### Assigned task
The entries need to be copied exactly.

---

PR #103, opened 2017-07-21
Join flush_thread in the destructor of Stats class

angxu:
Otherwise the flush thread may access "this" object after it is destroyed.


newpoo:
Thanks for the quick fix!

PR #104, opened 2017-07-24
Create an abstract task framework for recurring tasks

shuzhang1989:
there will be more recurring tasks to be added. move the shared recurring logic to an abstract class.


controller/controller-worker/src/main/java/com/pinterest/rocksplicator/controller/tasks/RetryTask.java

---

### Answer section
PR #103, opened 2017-07-21
Join flush_thread in the destructor of Stats class

angxu:
Otherwise the flush thread may access "this" object after it is destroyed.


newpoo:
Thanks for the quick fix!

PR #104, opened 2017-07-24
Create an abstract task framework for recurring tasks

shuzhang1989:
there will be more recurring tasks to be added. move the shared recurring logic to an abstract class.


controller/controller-worker/src/main/java/com/pinterest/rocksplicator/controller/tasks/RetryTask.java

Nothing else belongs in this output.